● Your task
Filter the data below for the string "ResourceDefinition" and copy each matching line.

● Data to process
>>>>

PR #12697, opened 2023-03-03
Support requiring resources in schedules, experimentally

benpankow:
## Summary

Implements very basic resource support for schedules. Effectively just calls `build_resouces` and passes the results to user code.

Resources can be specified through `required_resource_keys` or through annoated params on the schedule fn. They can be accessed through context or through these params:

```python

class MyResource(ConfigurableResource):
    a_str: str
    
@schedule(cron_schedule="* * * * *", job_name="the_job", required_resource_keys={"my_resource"})
def schedule_from_context(context: ScheduleEvaluationContext):
    return RunRequest(context.resources.my_resource.a_str, run_config={}, tags={})


@schedule(cron_schedule="* * * * *", job_name="the_job")
def schedule_from_fn_arg(context: ScheduleEvaluationContext, my_resource: MyResource):
    return RunRequest(my_resource.a_str, run_config={}, tags={})

```

Directly invoking schedule requires that a user only provide the context:

```python
# Here, `resource_defs` is exploded into the various resource args which `schedule_from_fn_arg` expects 
schedule_from_fn_arg(
    build_schedule_context(
        resource_defs={"my_resource": MyResource(a_str="foo")}
    )
)
```

## Test Plan

unit test

PR #13323, opened 2023-04-03
[pythonic resources] Better ergonomics for direct invocation of sensors/schedules

benpankow:
## Summary

Implements similar functionality to #13002 to make passing resources to sensors and schedules easier in the direct invocation case. This makes testing in particular easier.

The new API changes enable the following (schedule behavior is identical):

```python
    a_str: str

@sensor(job_name="foo_pipeline")
def basic_sensor_resource_req(my_resource: MyResource):
    return RunRequest(run_key=None, run_config={"foo": my_resource.a_str}, tags={})


# Can pass resource through context
assert cast(
    RunRequest,
    basic_sensor_resource_req(
        context=build_sensor_context(resources={"my_resource": MyResource(a_str="foo")})
    ),
).run_config == {"foo": "foo"}

# Can pass resource directly
assert cast(
    RunRequest,
    basic_sensor_resource_req(my_resource=MyResource(a_str="foo")),
).run_config == {"foo": "foo"}


# Can pass resource directly with context
assert cast(
    RunRequest,
    basic_sensor_resource_req(build_sensor_context(), my_resource=MyResource(a_str="foo")),
).run_config == {"foo": "foo"}

```

## Test Plan

New unit tests; existing unit tests.

### DIFF
--- a/python_modules/dagster/dagster/_core/definitions/schedule_definition.py
+++ b/python_modules/dagster/dagster/_core/definitions/schedule_definition.py
@@ -94,14 +94,22 @@ def get_or_create_schedule_context(
     Raises an exception if the user passes more than one argument or if the user-provided
     function requires a context parameter but none is passed.
     """
+    from dagster._config.structured_config import ResourceDefinition
     from dagster._core.definitions.sensor_definition import get_context_param_name
 
     context_param_name = get_context_param_name(fn)
 
-    if len(args) + len(kwargs) > 1:
+    kwarg_keys_non_resource = set(kwargs.keys()) - {param.name for param in get_resource_args(fn)}
+    if len(args) + len(kwarg_keys_non_resource) > 1:
         raise DagsterInvalidInvocationError(
-            "Schedule invocation received multiple arguments. Only a first "
-            "positional context parameter should be provided."
+            "Schedule invocation received multiple non-resource arguments. Only a first "
+            "positional context parameter should be provided when invoking."
+        )
+
+    if any(isinstance(arg, ResourceDefinition) for arg in args):
+        raise DagsterInvalidInvocationError(
+            "If directly invoking a schedule, you may not provide resources as"
+            " positional arguments, only as keyword arguments."
         )
 
     context: Optional[ScheduleEvaluationContext] = None
@@ -113,8 +121,11 @@ def get_or_create_schedule_context(
             raise DagsterInvalidInvocationError(
                 f"Schedule invocation expected argument '{context_param_name}'."
             )
-        context_param_name = context_param_name or list(kwargs.keys())[0]
-        context = check.opt_inst(kwargs.get(context_param_name), ScheduleEvaluationContext)
+        context = (
+            check.opt_inst(kwargs.get(context_param_name), ScheduleEvaluationContext)
+            if context_param_name
+            else check.opt_inst(kwargs.get("context"), ScheduleEvaluationContext)
+        )
     elif context_param_name:
         # If the context parameter is present but no value was provided, we error
         raise DagsterInvalidInvocationError(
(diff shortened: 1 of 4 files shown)


benpankow:
* master
  * **PR #12401** <a href="https://app.graphite.dev/github/pr/dagster-io/dagster/12401" target="_blank">Graphite</a> 
    * **PR #12607** <a href="https://app.graphite.dev/github/pr/dagster-io/dagster/12607" target="_blank">Graphite</a> 
      * **PR #13323** <a href="https://app.graphite.dev/github/pr/dagster-io/dagster/13323" target="_blank">Graphite</a>  👈
    * **PR #12697** <a href="https://app.graphite.dev/github/pr/dagster-io/dagster/12697" target="_blank">Graphite</a> 

This comment was auto-generated by [Graphite](https://app.graphite.dev/github/pr/dagster-io/dagster/13323?utm_source=stack-comment).

python_modules/dagster/dagster/_core/definitions/schedule_definition.py
```diff
@@ -113,16 +121,35 @@ def get_or_create_schedule_context(
             raise DagsterInvalidInvocationError(
                 f"Schedule invocation expected argument '{context_param_name}'."
             )
-        context_param_name = context_param_name or list(kwargs.keys())[0]
-        context = check.opt_inst(kwargs.get(context_param_name), ScheduleEvaluationContext)
+        context = (
```
schrockn, line 124: Nit:

`check.opt_inst(kwargs.get(context_param_name or "context"), ScheduleEvaluationContext)` 

A little more terse/readable iMO

python_modules/dagster/dagster/_core/definitions/schedule_definition.py
```diff
@@ -113,16 +121,35 @@ def get_or_create_schedule_context(
...
 
-    return context or build_schedule_context()
+    context = context or build_schedule_context()
+    resource_args_from_kwargs = {}
+
+    resource_args = {param.name for param in get_resource_args(fn)}
+    for resource_arg in resource_args:
+        if resource_arg in kwargs:
+            resource_args_from_kwargs[resource_arg] = kwargs[resource_arg]
+            del kwargs[resource_arg]
```
schrockn, line 143: why are you deleting here if it is not used in the rest of the function?

python_modules/dagster/dagster/_core/definitions/schedule_definition.py
```diff
@@ -113,16 +121,35 @@ def get_or_create_schedule_context(
...
+
+    resources_provided_in_multiple_places = (resource_args_from_kwargs) and (context.resource_defs)
+    if resources_provided_in_multiple_places:
```
schrockn, line 146: I'm not convinced this should be illegal. In fact in production contexts resources will always be in both the context and available for direct passing, so we are making illegal a perfectly legal state for the program to be in.

schrockn (changes requested):

python_modules/dagster/dagster/_core/definitions/schedule_definition.py
benpankow: This is reasonable, changed to support passing both. I am a little confused by

> in production contexts resources will always be in both the context and available for direct passing

I'm trying to conceptualize an instance where a user would would directly invoke a schedule with resources in context & pass directly, in production or otherwise

schrockn: If the code called other code that relies on the resources being attached to the context.

python_modules/dagster/dagster/_core/definitions/sensor_definition.py
```diff
@@ -169,6 +169,29 @@ def __exit__(self, *exc) -> None:
     def resource_defs(self) -> Optional[Mapping[str, "ResourceDefinition"]]:
         return self._resource_defs
 
+    def merge_resources(self, resources_dict: Mapping[str, Any]) -> "SensorEvaluationContext":
```
schrockn, line 172: ah great. almost commented on previous PR that this should be the behavior (merge vs replace)

schrockn (approved):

<<<<

● Reply to the exercise
+    from dagster._config.structured_config import ResourceDefinition
+    if any(isinstance(arg, ResourceDefinition) for arg in args):
     def resource_defs(self) -> Optional[Mapping[str, "ResourceDefinition"]]:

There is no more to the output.